Items from a data source:
• • • • •
PR #261, opened 2017-06-08
Don't acquire and hold a connection in decorator argaen/aiocache#260

dmzkrsk:
argaen/aiocache#260

### DIFF
--- a/aiocache/decorators.py
+++ b/aiocache/decorators.py
@@ -46,16 +46,11 @@ class cached:
         self.noself = noself
         self.alias = alias
         self.cache = None
-        self._conn = None
 
         self._cache = cache
         self._serializer = serializer
         self._plugins = plugins
         self._kwargs = kwargs
-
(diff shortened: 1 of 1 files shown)


aiocache/decorators.py
```diff
@@ -72,18 +67,21 @@ def __call__(self, f):
...
 
     async def decorator(self, f, *args, **kwargs):
-        self._conn = self.cache.get_connection()
-
-        async with self._conn:
-            key = self.get_cache_key(f, args, kwargs)
+        key = self.get_cache_key(f, args, kwargs)
 
-            value = await self.get_from_cache(key)
+        try:
```
argaen: Please keep the `get_from_cache` and `set_in_cache` functions. In the end both `cached` and `cached_stampede` will use the same code now :)

argaen:
Closing this in favor of #267

PR #271, opened 2017-06-17
multi_cached can use arg for key_from_attr

### LINKED ISSUE #270: multi_cached function call requires parameter name
Basic case:
```python
@multi_cached('ids', ttl=10)
async def get_async(ids):
    return {1: '1', 2: '2'}

res = await get_async([1, 2])
```
TypeError: get_async() got multiple values for argument 'ids'
/Library/Frameworks/Python.framework/Versions/3.6/lib/python3.6/site-packages/aiocache/decorators.py:254: TypeError

With additional decorator, there is another error:
```python
@multi_cached('ids', ttl=10)
@stats.timer('time')
async def get_async(ids):
    return {1: '1', 2: '2'}

res = await get_async([1, 2])
```
KeyError: 'ids'
/Library/Frameworks/Python.framework/Versions/3.6/lib/python3.6/site-packages/aiocache/decorators.py:262: KeyError

Workaround:
```python
res = await get_async(ids=[1, 2])
```

argaen:
before only params defined in kwargs where working due to the
behavior defined in _get_args_dict function. This has now been
fixed and it behaves as expected.

Closes #270

### DIFF
--- a/aiocache/decorators.py
+++ b/aiocache/decorators.py
@@ -174,7 +174,7 @@ def _get_cache(
 def _get_args_dict(func, args, kwargs):
     defaults = {
         arg_name: arg.default for arg_name, arg in inspect.signature(func).parameters.items()
-        if arg.default is not inspect._empty
+        if arg.default is not inspect._empty   # TODO: bug prone..
     }
     args_names = func.__code__.co_varnames[:func.__code__.co_argcount]
     return {**defaults, **dict(zip(args_names, args)), **kwargs}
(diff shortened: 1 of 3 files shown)


argaen:
Acceptance added for this in 
- https://github.com/argaen/aiocache/pull/271/files#diff-060a5fa57cd39d163c070271447a598dR136
- https://github.com/argaen/aiocache/pull/271/files#diff-060a5fa57cd39d163c070271447a598dR146

PR #344, opened 2017-10-12
aiocache compatible with aioredis 1.0.0b2

masipcat:
Self-explanatory


masipcat:
This PR adds compatibility with aioredis 1.0.0b2 and keeps backwards compatibility with aioredis v0.3.3

aiocache/backends/redis.py
```diff
@@ -8,11 +8,18 @@
 from aiocache.serializers import JsonSerializer
 
 
+is_aioredis_before_major_one = aioredis.__version__.startswith('0.')
```
argaen: Can you update the `setup.py` file to reflect the new supported version? Now the range is set to `'aioredis>=0.3.3,<1'`

argaen: Also, can you make the name less verbose? something like `aioredis_before_one`

masipcat: I think supporting version 1.0.0 beta 2 (`'aioredis>=0.3.3,<=1.0.0b2'`) by default isn't a good idea until is stable.

If someone wants to use aiocache with aioredis 1.0.0b2 should define explicitly:
```
aioredis==1.0.0b2
aiocache
```
instead of
```
aiocache[redis]
```

masipcat:
I don't know how to add missing tests

aiocache/backends/redis.py
argaen: Sounds good to me

argaen:
Will add them in this PR when I have time them. Thanks :)

PR #360, opened 2017-11-18
WIP Support aioredis==1.0

### LINKED ISSUE #345: aiocache compatible with aioredis 1.0.0b2
I created pull request #344 which implements support for aioredis 0.3.3 and 1.0.0b2.

argaen:
Closes #345 

Reduces coverage but because its not being combined, this will be fixed in #361

### DIFF
--- a/aiocache/backends/redis.py
+++ b/aiocache/backends/redis.py
@@ -15,11 +15,12 @@ def conn(func):
     @functools.wraps(func)
     async def wrapper(self, *args, _conn=None, **kwargs):
         if _conn is None:
-            if AIOREDIS_BEFORE_ONE:
-                with await self._connect() as _conn:
-                    return await func(self, *args, _conn=_conn, **kwargs)
-            else:
-                _conn = await self._connect()
+
+            pool = await self._get_pool()
+            conn_context = await pool
+            with conn_context as _conn:
+                if not AIOREDIS_BEFORE_ONE:
+                    _conn = aioredis.Redis(_conn)
                 return await func(self, *args, _conn=_conn, **kwargs)
 
         return await func(self, *args, _conn=_conn, **kwargs)
@@ -65,16 +66,17 @@ class RedisBackend:
         self._pool = None
 
     async def acquire_conn(self):
-        await self._connect()
-        if AIOREDIS_BEFORE_ONE:
-            return await self._pool.acquire()
-        return (await self._pool)
+        await self._get_pool()
+        conn = await self._pool.acquire()
+        if not AIOREDIS_BEFORE_ONE:
+            conn = aioredis.Redis(conn)
+        return conn
 
     async def release_conn(self, _conn):
         if AIOREDIS_BEFORE_ONE:
             self._pool.release(_conn)
         else:
-            self._pool._pool_or_conn.release(_conn._pool_or_conn)
+            self._pool.release(_conn.connection)
 
     @conn
     async def _get(self, key, encoding="utf-8", _conn=None):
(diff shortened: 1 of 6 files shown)


aiocache/backends/redis.py
```diff
@@ -65,12 +65,16 @@ def __init__(
...
+        if AIOREDIS_BEFORE_ONE:
+            return await self._pool.acquire()
+        return (await self._pool)
 
     async def release_conn(self, _conn):
-        self._pool.release(_conn)
+        if AIOREDIS_BEFORE_ONE:
+            self._pool.release(_conn)
+        else:
+            self._pool._pool_or_conn.release(_conn._pool_or_conn)
```
argaen: meh.. need to check if there is a better way to release a connection...

aiocache/backends/redis.py
```diff
@@ -185,7 +189,8 @@ def __init__(
 
     async def _close(self, *args, **kwargs):
         if self._pool is not None:
-            await self._pool.clear()
+            if AIOREDIS_BEFORE_ONE:
```
argaen: There is no clear anymore? :thinking:

tests/acceptance/test_base.py
```diff
@@ -267,4 +268,5 @@ class TestRedisCache:
     async def test_close(self, redis_cache):
         await redis_cache.set(pytest.KEY, "value")
         await redis_cache._close()
-        assert redis_cache._pool.size == 0
+        if AIOREDIS_BEFORE_ONE:
+            assert redis_cache._pool.size == 0
```
argaen: If clear is available somewhere, need to update here too so size is checked

tests/ut/backends/test_redis.py
```diff
@@ -6,7 +6,7 @@
 from aiocache import RedisCache
 from aiocache.base import BaseCache
 from aiocache.serializers import JsonSerializer
-from aiocache.backends.redis import RedisBackend, conn
+from aiocache.backends.redis import RedisBackend, conn, AIOREDIS_BEFORE_ONE
 
 
 class FakeRedisConn:
```
argaen: Need to revisit this and `FakePool`. The whole thing is starting to become a mess and hard to understand. Maybe its worth to just separate in 2 classes. One for each version of redis and then let the fixture decide when to load one or the other

tests/ut/backends/test_redis.py
```diff
@@ -345,7 +347,8 @@ def test_setup_override(self):
         cache._pool = pool
         await cache._raw("set", pytest.KEY, 1)
         await cache._close()
-        assert pool.clear.call_count == 1
+        if AIOREDIS_BEFORE_ONE:
```
argaen: same here for the clear thing

argaen:
Hey @popravich do you mind having a look at this PR? Updated aiocache to support new aioredis release but there are couple of things that maybe I'm doing wrong (see the comments)

popravich:
Hi @argaen ,
In your case, instead of using `create_redis_pool` and lots of `if AIOREDIS_BEFORE_ONE`
I would recommend using raw pool and `Redis` class so you will have less changes to your code,
here is the example of what I mean:
```python
# before v1.0
# self._pool = await create_redis(...)
redis = await self._pool.acquire()
self._pool.release(redis)

# since v1.0
# self._pool = await create_pool(...)
conn = await self._pool.acquire()
redis = Redis(conn)
self._pool.release(redis.connection)  # connection property returns _pool_or_conn attribute
```

argaen:
@popravich done the changes according to your recommendation: https://github.com/argaen/aiocache/pull/360/files#diff-0509a8110645553d3299c7430fd7c554

Let me know if that look reasonable and I'll merge :)

popravich:
Looks good

PR #368, opened 2017-12-22
Added create_connection_timeout for redis>=1.0.0 on creating connecti…

tmarques82:
…ons pool

### DIFF
--- a/aiocache/backends/redis.py
+++ b/aiocache/backends/redis.py
@@ -53,7 +53,7 @@ class RedisBackend:
 
     def __init__(
             self, endpoint="127.0.0.1", port=6379, db=0, password=None,
-            pool_min_size=1, pool_max_size=10, loop=None, **kwargs):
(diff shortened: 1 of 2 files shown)


tmarques82:
@argaen, codecov has reported a decrease on coverage due to a condition which is consider a partial hit. Concretely the line https://github.com/argaen/aiocache/pull/368/files#diff-0509a8110645553d3299c7430fd7c554R208.

What do you prefer to do there?
- Keep it as it is and decreasing the coverage
- Run a build step for codecov considering deps-lowest in order to have aioredis==0.3.3, so that line would give a negative result. That would also increase time of CI.

argaen:
Hmmm if I'm not mistaken the build with the deps-lowest should be run so coverage shouldn't be decreasing. There are other conditionals around with the redis version and was working fine.

Sadly I don't have the laptop around to be able to check it properly, so I won't be able to have a look until I get back :(

PR #382, opened 2018-03-02
upgrade aioredis to 1.1.0

jairhenrique:


argaen:
Hi @jairhenrique is there any reason why you're setting minimum version to 1.1.0? I'm -1 on being that breaking upgrading dependencies. I would start putting a warning if someone is using below 1.0 and in next release we could enforce `>1.0`

jairhenrique:
@argaen aioredis is a dependency of aiocache, in my opinion, if someone uses aiocache defining which version of aioredis they will use, it is wrong.

So, I do not see a problem in updating the dependency that should only be internal to aiocache.

argaen:
I don't agree, in general its good to leave dependencies open until a reasonable point. Some reasons:
- What if another package has also a dependency with aioredis? If you force strict dependencies you as a user have big changes of having version clashes between your libraries
- Version upgrades should be done smoothly so users can upgrade easily. I.e. having a release where you warn users versions <1 are not supported anymore and in the next release you enforce >1.

In general its a good practice to leave dependencies as open as possible and consider upgrading when:
1. Supporting all versions becomes painful because of many breaking changes from that dependency.
2. Doesn't make sense anymore to support older versions (I don't think a reasonable time has passed yet since 1.0 was released for aioredis)

PR #510, opened 2020-09-28
fix: cache control arguments for cached_stampede

JeppeKlitgaard:
`cached_stampede` now features the same cache control arguments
• • • • •
What you need to do =>
Identify how many lines in the entries above include the string "compatible", then state that number alone.

Expected answer =>
2